GOAL OF THE EXERCISE:
Look through the entries below and count every line in which "then" appears; reply with the number only.

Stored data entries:
PR #10977, opened 2025-06-07
 x64: Migrate push/pop to the new assembler 

alexcrichton:
Figured these would be some interesting instruction shapes. This adds a
helper to the ISLE generation to skip some instructions and the "push"
instructions are skipped as they're not needed in ISLE and would
otherwise require binding new instruction shapes which didn't seem worth
it. Additionally many items in `gen_asm.rs` were made private (removed
`pub`).


abrown (approved):
Makes sense!

PR #729, opened 2019-12-09
Ignore junctions on Windows

mkhon:


assarbad:
@az0: Just to remark. What this checks are not _just_ junction points, but reparse points, so the name of the function is misleading. Also, if I am comprehending this commit correctly, this will break BleachBit on all my computers and perhaps other peoples' as well.

## Junction Points < Reparse Points

It may seem nitpicky, but the difference matters and I'll outline why. I was just about to file a ticket regarding an issue caused by following a particular type of **reparse points** myself. After seeing this ticket, I decided to piggyback onto it instead.

So the name of the file system entity we're talking about is a **reparse point**. The junction points introduced with Windows 2000 are a strict subset of reparse points. In fact they were the first widely available (albeit not widely used) type of reparse points along with volume mount points.

Alas, the symbolic links introduced with Vista are also a type of reparse point and they can be subdivided into symbolic links to files and to folders. The reason why this matters is the following: unlike junction points, symbolic links can point to remote network shares and so on. That's why I wanted to file a ticket, actually (for now I will simply exclude the respective location). In my case I have a few (directory) symbolic links to remote network shares. This means BleachBit tries to clean (or scans) loads of folders I don't want it to peek into.

Quite some time ago I wrote a tool to inspect the various types of reparse points. You can find it [here](https://bitbucket.org/assarbad/looklink/). It is available under very liberal terms and so its code could be included. But you could also simply look at what it's doing and redo that in Python. I'll have to see whether I find time to spend on BleachBit. I certainly should after only having _used_ it and donated money but never time (which in my own FLOSS projects is always the actual bottleneck ;)).

## Why the distinction matters

The reason this distinction above matters and why this commit will break BleachBit on all of my machines is that junction points are a neat and convenient way to redirect data to another location. In my case I have - for over a decade - stored the browser profiles of those browsers I use as well as email clients and often some other things inside an encrypted container. Of course this has the downside of these programs not being usable while the encrypted container isn't mounted, but that's a small price to pay for the benefit.

Anyway, just to give you a hint, the following folders on my systems are actually junction points, pointing inside an encrypted container:

* `%LOCALAPPDATA%\Mozilla`
* `%APPDATA%\Mozilla`
* `%LOCALAPPDATA%\Opera`
* `%APPDATA%\Opera`
* `%LOCALAPPDATA%\Vivaldi`
* `%APPDATA%\Vivaldi`

... and _I certainly want BleachBit to consider these_ (well, I think Vivaldi isn't currently covered perhaps, but that's not the point).

I have other (non-browser) programs for which I am using the same method.

Another use case of junction points is to "extend" the disk space while leaving (most) programs oblivious about it. I've used that numerous times when bulky programs would not have fit on `C:` without major headache, but junction points helped to redirect to a place where disk space was available in abundance. I also used this to "redirect" individual folders (such as "Documents") to another drive for the same reason. By the way, while this wasn't the official method of redirecting well-known folders from within your profile, this one didn't break with one of the recent Windows 10 upgrades, while the upgrade went ahead and wiped out the profile folders when you had used the official method.

I think I am not the only one to have discovered these use cases or others in the last twenty years (i.e. since junction points got introduced in Windows 2000).

## Why the distinction also matters

Superficially this could be the end of the story. Alas, it is not. The deduplication feature available on Windows Server uses reparse points. DFS (Distributed File System) uses reparse points.

Reparse points are a generic facility. A reparse point has a so-called [reparse point tag](https://docs.microsoft.com/en-us/windows/win32/fileio/reparse-point-tags). This one encodes for example whether the the reparse point type is owned by Microsoft or a third party. A GUID is then used to identify the exact type of reparse point (roughly this means that the tag is a fast way for a particular file system filter driver to figure out if it is responsible for the reparse point handled by the I/O manager and then use the GUID to take the _appropriate_ action; that is a single driver may be responsible for multiple types of reparse points).

To tinker with reparse points and other file system entities [this project](https://github.com/googleprojectzero/symboliclink-testing-tools) and [this project](https://github.com/ladislav-zezula/FileTest) may be of interest.

## Conclusion

The intent of the commit is perfectly fine, but I think this calls for some setting in the preferences rather than blankly ignoring _all_ reparse points, given the variety of reparse points in existence.

az0:
@assarbad 

Would you please download [build 1447](https://ci.bleachbit.org/?prefix=dl/3.0.1.1447/) and run a preview to check how it handles your browser profiles?

assarbad:
@az0 just tried it and this build can "see through" the junction points instead of ignoring them. Thanks (and sorry for the late response, I missed the notification email).

az0:
@assarbad 
Thanks for checking and writing back

PR #787, opened 2020-02-19
optimization for Windows theme

TraistaRafael:
Windows 10 theme optimization. Css minifyed and png compressed using optipng.
image


az0:
I am not sure of an easy way to resolve this. The problem is this Git base from which you started. I squashed your first commit and then applied it, but in your branch, it's not squashed, so there are conflicting commits in the two histories before the theme changes. I think you should update your fork before applying the theme changes.

Alternatively, if there is a script that applies the optimizations, then you could send me the script to run on my end.

az0:
Also, please use the master branch. I merged py3 (include your Windows 10 theme work) into the master branch, and I will get rid of the py3 branch

az0:
I am closing this in favor of the newer https://github.com/bleachbit/bleachbit/pull/789

PR #871, opened 2020-04-13
Update Action.py

adam083b:
Splitting cmd arguments didn't work as expected, I suggest using the shlex module as more appropriate.


az0:
Would you please add a unit test to demonstrate the condition in which this is needed?

echo083:
Hello,

It's just to parse correctly spaces and other special character.
Let me describe my case which led me to make the proposal.

See below my custom_home cleaner:
[custom.xml.zip](https://github.com/bleachbit/bleachbit/files/4523355/custom.xml.zip)

If you use  args = self.cmd.split(' ') the cmd="rm $HOME/.config/ReText\ project/ReText.conf" will not be parsed correctly and will ignore the space character of the folder.

If you run  bleachbit -c custom.clear_retext_configuration you will get the following output
Command: rm /home/echo/.config/ReText\ project/ReText.conf
Return code: 1
Stdout: 
Stderr: rm: cannot remove '/home/echo/.config/ReText\': No such file or directory
rm: cannot remove 'project/ReText.conf': No such file or directory

But with shlex the space character is correctly interpreted:
Run external command: rm /home/echo/.config/ReText\ project/ReText.conf 0 
Disk space recovered: 0
Files deleted: 0
Special operations: 1

Thanks

az0:
[BleachBit 4.9.1 alpha](https://www.bleachbit.org/news/bleachbit-491-alpha) was released with this fix.

PR #952, opened 2020-06-24
Add gspawn-win32-helper.exe for opening external URLs (About dialog)

### LINKED ISSUE #918: Website button fails
Button in "about BleachBit" that's supposed to link to the BleachBit website doesn't work, screenshot below ...
Annotation 2020-05-10 132313

mkhon:
Fixes #918

### DIFF
--- a/windows/setup_py2exe.py
+++ b/windows/setup_py2exe.py
@@ -217,6 +217,12 @@ def build():
     if not os.path.exists('dist'):
         os.makedirs('dist')
 
+    logger.info('Copying GTK helpers')
+    shutil.copyfile(os.path.join(GTK_DIR, 'gspawn-win32-helper.exe'),
+                    os.path.join('dist', 'gspawn-win32-helper.exe'))
+    shutil.copyfile(os.path.join(GTK_DIR, 'gspawn-win32-helper-console.exe'),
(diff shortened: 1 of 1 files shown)


az0:
I downloaded `BleachBit-4.0.1.1650-portable.zip` and unpacked on a machine without a development environment. I confirmed it has the file `gspawn-win32-helper.exe`, but I still get the error "No application is registered as handling this file."

mkhon:
Original report was about "Failed to execute helper program" - this PR fixes this error.
I'll check "No application is registered as handling this file" error.

mkhon:
I think the PR can be safely merged as it fixes original issue.

mkhon:
I noticed two things:
- one more helper (gspawn-win32-helper-console.exe) is required for bleachbit_console.exe
- "No application is registered as handling this file" occurs when default web browser is Microsoft Edge. If I set it to Chrome or Internet Explorer (11) urls are opened as expected - this seems to be a bug in GTK+ and I'd suggest to open a separate bug about this (which will hopefully be fixed with GTK+ update)

az0:
Yes, I see the same thing: with Edge, there is "no application is registered." With Google Chrome, it opens the URL.

Issue #928, opened 2020-05-26
Wrong language


tmlz:
I specifically downloaded the English installer, but it still installed another language and I am not able to change it to English.

az0:
The [BleachBit FAQ](https://docs.bleachbit.org/doc/frequently-asked-questions.html) states
>To force BleachBit to always show in English, download and install the English installer instead of the regular installer. If using the regular (non-English-only) installer, uncheck the option to install translations.

>The language chosen in the BleachBit installer does not affect the BleachBit application: it affects only the language of the installer.



Does this help?

tmlz:
No, I did download the English installer

az0:
This may be related to a [known bug ](https://github.com/bleachbit/bleachbit/issues/864)in the English installer.

For now, one option is to install the regular installer (not the English installer) and uncheck the translations.

A second option is to delete the localization (i.e., translation files). I believe they are in `c:\program files (x86)\bleachbit\share\locale`. If you don't want them, it's safe to just delete them, and the application should start in English.

az0:
@tmlz 

Would you please test the fix? It will be published in 10 minutes at https://ci.bleachbit.org/ . Please test version 4.0.1.1668 or newer

IgorArnaut:
How about I change language inside the program???

az0:
> How about I change language inside the program???

Please don't reply to an old, closed issue and change the subject ("necroposting"). 

If for a bug, enhancement, or feature: Instead, please search GitHub for the same open issue or create your own new issue ticket.

For technical support: use [discussions](https://github.com/bleachbit/bleachbit/discussions)

Issue #864, opened 2020-04-10
English installer installs localizations


az0:
The installer `BleachBit-3.9.1.1623-setup-English.exe` installed 126 files worth 1.59MB in `C:\Program Files (x86)\BleachBit\share\locale`

The English installer is supposed to be smaller for people who don't want this, but the size is about the same.

BleachBit-3.9.1.1623-setup-English.exe (12,617,676 bytes)
BleachBit-3.9.1.1623-setup.exe (12,729,819 bytes)

Gitoffthelawn:
I recommend using BleachBit to remove these unwanted files. ;)

az0:
This issue is the same as https://github.com/bleachbit/bleachbit/issues/770

>All kidding aside, where are these other builds located?

Look for bleeding-edge builds at https://ci.bleachbit.org/ . Sometimes there are updates more than once daily.

PR #959, opened 2020-06-25
Do not include "share/locale" into Core component

### LINKED ISSUE #770: Installer installs BleachBit with unwanted translation
The installer offered to install BleachBit with English language, and althoguh I'm not a native English speaker, I was fine with that because I assume every time that the translation is faulty or not complete.
After installation, the program hardly opened after a few minutes (Process Hacker showed high IO usage (~30-40 MB/s) without any disk usage), and it had the translation for my language active. I did not want that, I requested English to be used. Also, the translation is not complete, it has a lot of missing pieces.

I have no idea why was it installed in my language. My system (Windows 10 1903) has English as the default language, but it has my language installed too.
I feel like I need to mention that I have my language set up as the default for non unicode programs, and also that the input language is set to my language.

mkhon:
Fixes #770, #864, #928

### DIFF
--- a/windows/bleachbit.nsi
+++ b/windows/bleachbit.nsi
@@ -308,7 +308,7 @@ Section Core (Required)
     SectionIn RO
 
     SetOutPath $INSTDIR
-    File /r "..\dist\*.*"
+    File /r /x "locale" "..\dist\*.*"
     File "..\COPYING"
 
     SetOutPath "$INSTDIR\share\"
--- a/windows/setup_py2exe.py
+++ b/windows/setup_py2exe.py
@@ -563,7 +563,7 @@ def package_installer(nsi_path=r'windows\bleachbit.nsi'):
         # Was:
         # nsis('/DNoTranslations',
         # Now: Compression gets now done in NSIS file!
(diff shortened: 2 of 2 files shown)


az0:
# Installation test
After installing BleachBit-4.0.1.1667-setup-English.exe, there is no share/locale folder: **good**

After installing BleachBit-4.0.1.1667-setup.exe with translations component unchecked, there is no share/locale folder: **good**

After installing BleachBit-4.0.1.1667-setup.exe with translations component checked, there is share/locale folder: **good**


# Size
FIle sizes for build 1667 with this fix
BleachBit-4.0.1.1667-setup-English.exe (12,358,886 bytes)
BleachBit-4.0.1.1667-setup.exe (12,758,610 bytes)
Difference=399,724

File sizes without this fix
BleachBit-4.0.1.1666-setup-English.exe (12,649,162 bytes).
BleachBit-4.0.1.1666-setup.exe (12,761,974 bytes)
Difference=112,812

So fix made an improvement of about 286,912 bytes compressed, so that **saved 2% compressed**.

When installed, size of folder is 126 files with 1.89MB out of 18.5MB for the whole application, so that **saved 10% installed**.

PR #975, opened 2020-07-11
fixing-issue-944

devnet1985:
Its  work on windows 10 without any change.


az0:
Thank you for trying, but this is not helpful, so I am closing it

PR #989, opened 2020-08-21
Unnecessary import loop

flyingbot91:
Despite python only imports a module the first time (caches the next ones) I think there is no point in including the _import_ statement inside the _for_ loop.

### DIFF
--- a/bleachbit/Unix.py
+++ b/bleachbit/Unix.py
@@ -657,9 +657,9 @@ def get_apt_size():
 
 def get_globs_size(paths):
     """Get the cumulative size (in bytes) of a list of globs"""
+    from glob import iglob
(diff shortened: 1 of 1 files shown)


az0:
Yes, it looks odd inside the loop. There's also an import at the module level, so how about this 316019f147429010e8f4c21ff944304583d71711

If these kind of changes interest you, see the site https://lgtm.com/projects/g/bleachbit/bleachbit/ or run `make lint`

flyingbot91:
@az0  https://github.com/bleachbit/bleachbit/commit/316019f147429010e8f4c21ff944304583d71711 seems ok to me.

I'll take a look at your link. Thanks!

PR #1041, opened 2020-11-03
Switching to Python 3.8 for Windows

### LINKED ISSUE #848: Update Python 3 in Windows installer
For BleachBit 4.0, we updated Python 2.7 to Python 3.4. This was major progress and allowed a quicker release by keeping py2exe. However, Python 3.4 is EOL, and py2exe does not support Python 3.5+. The goal of this issue is to update the Windows installer to use a new version of Python---preferably Python 3.8.

Candidates for replacing py2exe include pyInstaller and cx_Freeze.

A related issue is the [GTK installer on Sourceforge](https://sourceforge.net/projects/pygobjectwin32/files/) also does not support Python 3.5+. An alternative is to install the msys32 environment and its package mingw-w64-i686-gtk3 .

abitrolly:
Fixes #848.

### DIFF
--- a/appveyor.yml
+++ b/appveyor.yml
@@ -26,8 +26,8 @@ install:
   - '%PYTHON_HOME%/Scripts/pip.exe install requests'
   - '%PYTHON_HOME%/Scripts/pip.exe install plyer'
   - '%PYTHON_HOME%/Scripts/pip.exe install win-unicode-console'
-  - C:\msys64\usr\bin\pacman -Suy
-  - C:\msys64\usr\bin\pacman -S mingw-w64-x86_64-gtk3 mingw-w64-x86_64-python3 mingw-w64-x86_64-python3-gobject
+  - C:\msys64\usr\bin\pacman --noconfirm -Suy
+  - C:\msys64\usr\bin\pacman --noconfirm -S mingw-w64-x86_64-gtk3 mingw-w64-x86_64-python3 mingw-w64-x86_64-python3-gobject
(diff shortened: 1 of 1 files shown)


az0:
@abitrolly 
Thank you for trying. Please address the following error seentin the AppVeyor log

 `2020-11-03 06:42:44 - ERROR - C:\Python38\Lib\site-packages\gnome\ not found`

abitrolly:
@az0 found this project through UpWork. Might need a confirmation there before putting a lot of effort into migration.

abitrolly:
Because currently used GTK libs for Windows are Python 3.4 only, the further work requires finding the replacement for that, which means getting the list of all files 

* [ ] Get the list of files currently found and packaged by `py2exe`
  * http://www.py2exe.org/index.cgi/FAQ#How_does_py2exe_decide_which_modules_you_need.3F
  * Compare the list from command line scan with what actually happens during AppVeyour build
  * Unpack the installer and compare files from there

* [ ] Try run BleachBit with alternative libs
  * MSYS2
  * Artifacts from https://github.com/wingtk/gvsbuild project (https://github.com/wingtk/gvsbuild/issues/377)

az0:
I appreciate the start here, but I am closing for now because of inactivity. There is still a need for this, though. 

General note to anyone who may be reading, please discuss with me before starting on the problem.  It's non-trivial.

kenrap:
@az0 
> General note to anyone who may be reading, please discuss with me before starting on the problem. It's non-trivial.

I need to do this anyway, so yes, I want to discuss this with you. Since I use a VFIO Windows virtual machine for gaming, I might as well use it for testing Bleachbit too. Although, I recently upgraded it from Win10 to Win11... So, I don't know if that would be a problem?

Issue #1059, opened 2020-11-30
BleachBit-4.1.1.1770 Beta Error: firefox.url_history


sperglord8008s:
**Log of print out** 

Error: firefox.url_history: Function: Clean file: C:\Users\Usern\AppData\Roaming\Mozilla\Firefox\Profiles\bmso88xa.default-release-1587222501240\favicons.sqlite
Traceback (most recent call last):
  File "bleachbit\FileUtilities.pyo", line 440, in execute_sqlite3
sqlite3.OperationalError: unrecognized token: "'javascript:(function(){l=[].map.call(document.querySelectorAll("span.ytd-thumbnail-overlay-time-status-renderer"),function(e){l=e.innerHTML.trim().split(":").map(function(t){return parseInt(t)}).reduce(function(p,c){return p*60+c})"

During handling of the above exception, another exception occurred:

Traceback (most recent call last):
  File "bleachbit\Command.pyo", line 160, in execute
  File "bleachbit\Special.pyo", line 344, in delete_mozilla_favicons
  File "bleachbit\FileUtilities.pyo", line 448, in execute_sqlite3
sqlite3.OperationalError: unrecognized token: "'javascript:(function(){l=[].map.call(document.querySelectorAll("span.ytd-thumbnail-overlay-time-status-renderer"),function(e){l=e.innerHTML.trim().split(":").map(function(t){return parseInt(t)}).reduce(function(p,c){return p*60+c})": C:\Users\User\AppData\Roaming\Mozilla\Firefox\Profiles\bmso88xa.default-release-1587222501240\favicons.sqlite

During handling of the above exception, another exception occurred:

Traceback (most recent call last):
  File "bleachbit\Worker.pyo", line 87, in execute
  File "bleachbit\Command.pyo", line 162, in execute
AttributeError: 'OperationalError' object has no attribute 'message'

**Diagnostics Screen -** 
BleachBit version 4.1.1
Build number 1770
GTK version 3.18.9
GTK theme = Adwaita
GTK icon theme = Adwaita
GTK prefer dark theme = True
SQLite version 3.33.0
local_cleaners_dir = None
locale_dir = C:\Program Files (x86)\BleachBit\share\locale\
options_dir = C:\Users\User\AppData\Roaming\BleachBit
personal_cleaners_dir = C:\Users\User\AppData\Roaming\BleachBit\cleaners
system_cleaners_dir = C:\Program Files (x86)\BleachBit\share\cleaners\
[...]

Issue #1058, opened 2020-11-27
Error in 4.1.1.1770 when cleaning Firefox bookmarks


Ivan75:
The same amount of deleted data with the same error shown multiple times, shown on the first SS

The second SS shows the results after restarting the system.

![Screenshot (27)](https://user-images.githubusercontent.com/39677610/100488760-6f364f00-3110-11eb-953f-c11a0de9fd31.png)
![Screenshot (28)](https://user-images.githubusercontent.com/39677610/100488765-75c4c680-3110-11eb-9acc-5a677b3ea208.png)

rados:
@Ivan75 May I ask you to test something, just delete your tubecast bookmark manually and try again to run Bleachbit app. 'javascript:location.href="tubecast:link="+location.href;'

Thanks.

Ivan75:
@rados 

Thanks, I did it, it helped with firefox but some errors remained.

az0:
@Ivan75 

Thanks for running that test. The new error seems unrelated to the Firefox bookmark problem, so let's consider that a separate issue/ticket.

Would you please run another test? Add the YouTube JavaScript bookmark that you removed earlier. Install [build 1778](https://ci.appveyor.com/project/az0/bleachbit/builds/36702913/artifacts), and clean Firefox -  URL History. The `OperationalError` message should not appear.

Ivan75:
Thanks for replying, I can't make another test for the next few days, my PC is in repair.
Ivan

az0:
> Thanks for replying, I can't make another test for the next few days, my PC is in repair.
@Ivan75 
I'm just following up. Did you get your PC back? I hope it's better :)

PR #1062, opened 2020-12-07
Fix for #1058 and #1059

rados:


abitrolly:
I am concerned that if those errors are caused by improper quoting, this might hide a security bug in BleachBit.

az0:
@rados 
Thanks for the quick fix, but I got this error

```
delete from moz_pages_w_icons where (page_url not in ('https://support.mozilla.org/en-US/products/firefox','https://support.mozilla.org/en-US/kb/customize-firefox-controls-buttons-and-toolbars?utm_source=firefox-browser&utm_medium=default-bookmarks&utm_campaign=customize','https://www.mozilla.org/en-US/contribute/','https://www.mozilla.org/en-US/about/','http://www.ubuntu.com/','http://wiki.ubuntu.com/','https://answers.launchpad.net/ubuntu/+addquestion','http://www.debian.org/','https://www.mozilla.org/en-US/firefox/central/','https://www.bleachbit.org//','javascript:(function(d){d.PwnBkmkVer=3;d.body.appendChild(d.createElement('script')).src='https://deturl.com/ld.php?'+1*new Date;})(document);'));
Error: firefox.url_history: Function: Clean file: /home/z/.mozilla/firefox/6rmkiwj3.default-release//favicons.sqlite
  File "/home/z/software/bleachbit/bleachbit/FileUtilities.py", line 444, in execute_sqlite3
    cursor.execute(cmd)
sqlite3.OperationalError: near "script": syntax error
```

The problem bookmark is `javascript:(function(d){d.PwnBkmkVer=3;d.body.appendChild(d.createElement('script')).src='https://deturl.com/ld.php?'+1*new Date;})(document);`

Issue #780, opened 2020-02-13
Linting issues flagged on AppStream metainfo


terrycloth:
There seem to be some minor issues:
```
• tag-missing           : <content_rating> required [use https://odrs.gnome.org/oars]
• style-invalid         : <caption> is too long [BleachBit 3.0 in dark mode showing discovered Google Chrome files];longest allowed is 50 chars
```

SOLUTION TO THIS TASK:
3